# Проблемы с сетью

## Fleaskoba

Добрый день дорогие форумчане. Я новичок в Линуксе, прошу Вашей помощи (извиняюсь, если подобные темы уже были, поиском не нашел).

Есть комп, на нем стоит сборка 2.6.19-gentoo-r5.Проблема проявляется только с сетевым интерфейсом. В ifconfig показывает eth0, только там 100% дроп пакетов, и не пингуется карточка. Пришел к выводу, что проблема с драйверами. Т.к. в линуксе не особо разбираюсь, поставил еще винду (на другой винт). Там карта работает, а ее айди

PCI\VEN_10EC&DEV_8136&SUBSYS_012310EC&REV_05

PCI\VEN_10EC&DEV_8136&SUBSYS_012310EC

PCI\VEN_10EC&DEV_8136&CC_020000

PCI\VEN_10EC&DEV_8136&CC_0200

Дальше опишу действия последовательно (возможно я что-то упустил), исходя из айди нашел карту RTL8102E, скачал на нее дрова с офа реалтека, под линукс 2.6.х, 2.4.х.

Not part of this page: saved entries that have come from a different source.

PR #424, opened 2024-04-21
Text rotation

15artis:


15artis:
Need to add add_xform() to render_glyph

lewis-carson:
Is there anything else needs implemented? I can lend a hand but this looks pretty feature complete to me

.vscode/settings.json
panekj, line 1: Delete that file

src/style.rs
```diff
@@ -1020,6 +1021,14 @@ pub enum TextOverflow {
...
 }
 
+#[derive(Debug, Clone, Copy, PartialEq, Eq)]
+pub enum Rotation {
+    Rotation0,
+    Rotation90,
+    Rotation180,
+    Rotation270,
+}
+
```
panekj, line 1031: This should have better naming like:
```suggestion
#[derive(Debug, Clone, Copy, PartialEq, Eq)]
pub enum Rotation {
    NoRotation,
    RotateRight,
    RotateUpsideDown,
    RotateLeft,
}
```

src/style.rs
```diff
@@ -1716,6 +1736,19 @@ impl Style {
...
+    pub fn rotation_90(self) -> Self {
+        self.rotation(Rotation::Rotation90)
+    }
+    pub fn rotation_180(self) -> Self {
+        self.rotation(Rotation::Rotation180)
+    }
+    pub fn rotation_270(self) -> Self {
+        self.rotation(Rotation::Rotation270)
+    }
+
```
panekj, line 1751: same as above

panekj (changes requested):

src/style.rs
panekj: although I don't feel like `rotate` is anyhow good

panekj: Preferably it should somehow comply with how CSS defines this attributes

15artis: ok, thanks for your advice. I will revise it right away

dzhou121:
Does this require [the vger RP](https://github.com/lapce/vger-rs/pull/14)?

15artis:
yes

Скинул их на флешку, смонтировал ее там, содержание архива положил в папку, зашел в нее, выполнил комманды,

make

make install

modprobe r8101

ifconfig eth0 down

ifconfig eth0 start

Но ничего не изменилось.

lspci выдает

02:00.0 Class ffff: Illegal Vendor ID Unknown device ffff (rev ff)

----------

## Pinkbyte

 *Quote:*   

> 2.6.19-gentoo-r5

 

Это очень старая версия, без обновления драйвера будет сложно сказать, а обновление драйвера - это обновление ядра, которое потянет скорее всего за собой обновление всей системы. Т.к. система очень давно не обновлялась, процесс обновления может быть нетривиальным(системе явно больше 5 лет).

----------